Problem details
Each line of the data holding "Promise" should be found and copied.

(Collected data entries)
PR #1378, opened 2024-06-16
BREAKING CHANGE: remove cross fetch

jeswr:


surilindur:
I do not know if this removal is related, but `cross-fetch` has been removed in `next/major` (due to being a breaking change), or at least it was removed, in case it has been reverted since (#1330). Just dropping this comment here since I noticed the PR.

rubensworks:
Indeed, this is already included in `next/major`.

@jeswr is this a strong requirement for the ESM stuff? If so, then it might be better to rebase your work onto `next/major`. (in that case, we may first want to merge `master` to it again)

@surilindur Can you double-check that all of the changes in this PR are also in `next/major` already?
If so, we can close this PR.

surilindur:
I went through all the changes and they all seem to have been in that other PR already. The wording of the readme in actor-http-fetch is different between the two, however, so I think that should be checked. The version from here seems to be better.

rubensworks:
Ok, thanks for checking @surilindur!

PR #1382, opened 2024-06-24
Bindings merge optimization

maartyman:
## Summary by CodeRabbit

- **Bug Fixes**
	- Updated test assertions for binding comparisons to ensure logical equivalence.
  
- **Tests**
	- Restructured test cases for merging bindings to enhance clarity and coverage.
	- Improved organization of test cases for both RDF and native bindings.
  
- **Refactor**
	- Enhanced merging logic in the Bindings class for improved efficiency and clarity.

### DIFF
--- a/engines/query-sparql/test/QuerySparql-test.ts
+++ b/engines/query-sparql/test/QuerySparql-test.ts
@@ -1,12 +1,15 @@
 /** @jest-environment setup-polly-jest/jest-environment-node */
 
 import { QuerySourceSkolemized } from '@comunica/actor-context-preprocess-query-source-skolemize';
+import type { Bindings } from '@comunica/bindings-factory';
+import { BindingsFactory } from '@comunica/bindings-factory';
 import { KeysHttpWayback, KeysQuerySourceIdentify } from '@comunica/context-entries';
 import { BlankNodeScoped } from '@comunica/data-factory';
 import type { QueryBindings, QueryStringContext } from '@comunica/types';
 import type * as RDF from '@rdfjs/types';
 import arrayifyStream from 'arrayify-stream';
 import 'jest-rdf';
+import '@comunica/jest';
 import { Store } from 'n3';
 import { DataFactory } from 'rdf-data-factory';
 import { Factory } from 'sparqlalgebrajs';
@@ -17,6 +20,7 @@ import { fetch as cachedFetch } from './util';
 const stringifyStream = require('stream-to-string');
 
 const DF = new DataFactory();
+const BF = new BindingsFactory();
 const factory = new Factory();
 
 globalThis.fetch = cachedFetch;
@@ -656,24 +660,22 @@ describe('System test: QuerySparql', () => {
             FILTER(lang(?name) = 'nl')
           }
         }`, { sources: [ store ]});
-        const results = await arrayifyStream(await result.execute());
 
-        const expectedResult = [
-          [
+        const expectedResult: Bindings[] = [
+          BF.bindings([
             [ DF.variable('s'), DF.namedNode('http://ex.org/Pluto') ],
             [ DF.variable('p'), DF.namedNode('http://ex.org/type') ],
             [ DF.variable('o'), DF.namedNode('http://ex.org/Dog') ],
-          ],
-          [
+          ]),
+          BF.bindings([
             [ DF.variable('name'), DF.literal('Lorem ipsum', 'nl') ],
             [ DF.variable('s'), DF.namedNode('http://ex.org/Mickey') ],
             [ DF.variable('p'), DF.namedNode('http://ex.org/name') ],
             [ DF.variable('o'), DF.literal('Lorem ipsum', 'nl') ],
-          ],
+          ]),
         ];
 
-        const bindings = results.map(binding => [ ...binding ]);
-        expect(bindings).toMatchObject(expectedResult);
+        await expect(result.execute()).resolves.toEqualBindingsStream(expectedResult);
       });
     });
 
--- a/packages/bindings-factory/lib/Bindings.ts
+++ b/packages/bindings-factory/lib/Bindings.ts
@@ -107,55 +107,84 @@ export class Bindings implements RDF.Bindings {
   }
 
   public merge(other: RDF.Bindings | Bindings): Bindings | undefined {
-    // Collect entries
-    const entries: [string, RDF.Term][] = [];
+    let entries = this.entries;
     let nonCompatibleElements = false;
-    // Benchmarking this function showed that foreach was faster than for...of
-    // eslint-disable-next-line unicorn/no-array-for-each
-    other.forEach((right, variable) => {
-      if (nonCompatibleElements) {
-        return;
-      }
-      const left = this.entries.get(variable.value)!;
-      if (left && !left.equals(right)) {
-        // Set nonCompatibleElements to true to prevent further processing
-        nonCompatibleElements = true;
-      } else {
-        entries.push([ variable.value, right ]);
-      }
-    });
+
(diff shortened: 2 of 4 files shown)


maartyman:
I'm still optimizing the function for when the bindings are of type `Bindings` instead of `RDF.Bindings`.

rubensworks:
@maartyman I see tests are failing due to the last commit.

maartyman:
@rubensworks, yes, see the review message I added.

maartyman:
As you see in the CI, some ActorRdfJoin.joinBindings function tests fail, this is because I switched from making an array of entries `const entries: [string, RDF.Term][] = [];` to using the immutable.js features `let entries = this.entries;` to build the entries of the new bindings. This causes the entries to not have the "ownerID": {} field. I'm not sure what to do, and would like your input on this @rubensworks.

rubensworks:
Maybe we shouldn't use `toEqual` for those tests, and instead use https://github.com/comunica/comunica/blob/master/packages/bindings-factory/lib/Bindings.ts#L76

maartyman:
Okay, this pr is ready. Some Noes: I do only use the largest bindings as a base if that binding is of the native comunica bindings type. Because of this change, I had to change the way one of the integration tests checks equality between results. I also added some tests to evaluate these optimizations.

engines/query-sparql/test/QuerySparql-test.ts
```diff
@@ -1,12 +1,15 @@
...
 import { QuerySourceSkolemized } from '@comunica/actor-context-preprocess-query-source-skolemize';
+import type { Bindings } from '@comunica/bindings-factory';
+import { BindingsFactory } from '@comunica/bindings-factory';
 import { KeysHttpWayback, KeysQuerySourceIdentify } from '@comunica/context-entries';
 import { BlankNodeScoped } from '@comunica/data-factory';
 import type { QueryBindings, QueryStringContext } from '@comunica/types';
 import type * as RDF from '@rdfjs/types';
 import arrayifyStream from 'arrayify-stream';
 import 'jest-rdf';
+import '@comunica/jest';
```
rubensworks, line 12: I'm surprised this works correctly.
We deliberately excluded this package, as this file is also tested in browsers using karma.
But the CI seems to pass, so I guess it's fine...

To be sure, can you double-check this by running the browser tests locally? (see the CI file on how to do this)

rubensworks (commented):
Looks great!

For posterity reasons, could you share the performance results here in this PR?

engines/query-sparql/test/QuerySparql-test.ts
maartyman: To be double sure, I can just copy the logic of toEqualBindingsStream and test it that way, your call?

rubensworks: Well, if it works correctly in the browser environment, then I guess we can keep the import there.

rubensworks: @maartyman Could you check locally if the browser tests run fine for you?
Because I'd love to merge this!

maartyman: Will do! I was recently checking the performance and saw that the difference between `for` and `foreach` is actually pretty negligible. As the linter prefers `for`, I will change this and post the benchmarking results. This is the reason I haven't finalized this pr yet...

rubensworks: Sounds good!

The reason I'm asking is because I was doing some profiling with a flame graph, and the (old) merge method is a significant bottleneck for one of our WatDiv queries. When using your version, the flame graph shows a reduction of 50% for that part of the graph. So that's quite something.

maartyman:
I measured the time it took to merge 2 bindings in a few scenarios with different sizes of bindings. The "amount of overlap between bindings" is how many variables are both in the first and second bindings. I included the `for` and `foreach` results (the `for` was eventually chosen due to similar results with `foreach` and the preference of the linter).

Scenarios: (size of first binding, size of second binding, amount of overlap between bindings)
S1:  5,  2,  1
S2:  20, 2,  1
S3:  40, 2,  1
S4:  2,  5,  1
S5:  2,  20, 1
S6:  2,  40, 1
S7:  5,  5,  0
S8:  5,  5,  1
S9:  5,  5,  5
S10: 20, 20, 5
S11: 20, 20, 10
S12: 20, 20, 20

results: (original, with a for loop, with foreach loop)
S1:  8353,  2339,  2378
S2:  22130, 3790,  3584
S3:  33578, 4096,  3789
S4:  7370,  1596,  1336
S5:  21530, 3739,  3551
S6:  36340, 3991,  3970
S7:  26958, 19318, 18287
S8:  23080, 15446, 15175
S9:  8586,  3613,  3488
S10: 31309, 17661, 16766
S11: 30566, 19696, 19189
S12: 26719, 16411, 16812

rubensworks:
That looks great!

For the sake of reference in case we need it in the future, could you share the script you used to measure this? (can be just a gist)

maartyman:
And I can confirm that the browser tests pass on my local machine.

maartyman:
And this is the script for benchmarking:
```
let BindingsFactory = require('../comunica/packages/bindings-factory').BindingsFactory;
let DataFactory = require('rdf-data-factory').DataFactory;
const fs = require('fs');

const DF = new DataFactory();
const BF = new BindingsFactory();

function makeBindings(size, random, start = 0) {
    let entries = [];
    for (let i = start; i < size + start; i++) {
        entries.push([DF.variable('a' + random + i), DF.namedNode('ex:a' + random + i) ])
    }
    return BF.bindings(entries);
}

let sizes = [
    {size1: 5, size2: 2, overlap: 1},
    {size1: 20, size2: 2, overlap: 1},
    {size1: 40, size2: 2, overlap: 1},
    {size1: 2, size2: 5, overlap: 1},
    {size1: 2, size2: 20, overlap: 1},
    {size1: 2, size2: 40, overlap: 1},
    {size1: 5, size2: 5, overlap: 0},
    {size1: 5, size2: 5, overlap: 1},
    {size1: 5, size2: 5, overlap: 5},
    {size1: 20, size2: 20, overlap: 5},
    {size1: 20, size2: 20, overlap: 10},
    {size1: 20, size2: 20, overlap: 20},
]

//warmup
async function warmup() {
    for (let size of sizes) {
        for (let i = 0; i < 100; i++) {
            let random = Math.random();
            let bindings1 = makeBindings(size.size1, random);
            let bindings2 = makeBindings(size.size2, random, size.size1 - size.overlap);
            bindings1.merge(bindings2);
            await new Promise(resolve => setTimeout(resolve, 0));
        }
        await new Promise(resolve => setTimeout(resolve, 1));
    }
}
warmup().then(() => {
    let allTimes = [];
    let repeat = 10_000;
    for (let size of sizes) {
        let times = 0;
        for (let i = 0; i < repeat; i++) {
            let random = Math.random();
            let bindings1 = makeBindings(size.size1, random);
            let bindings2 = makeBindings(size.size2, random, size.size1 - size.overlap);

            let start = process.hrtime();
            bindings1.merge(bindings2);
            let end = process.hrtime(start);
            times += end[1];
        }
        allTimes.push(times/repeat)
    }

    let csvContent = ""
    for (const size of sizes) {
        csvContent += JSON.stringify(size) + ";"
    }
    csvContent += "\n"
    for (const time of allTimes) {
        csvContent += time + ";"
    }
    csvContent += "\n"

    fs.writeFile('merge-benchmark/foreach.csv', csvContent, 'utf8', (err) => {
        if (err) {
            console.error('Error writing to CSV file', err);
        } else {
            console.log('CSV file has been saved.');
        }
    });
})
```

rubensworks:
Super, thanks @maartyman! 🚀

Response to the exercise
            await new Promise(resolve => setTimeout(resolve, 0));
        await new Promise(resolve => setTimeout(resolve, 1));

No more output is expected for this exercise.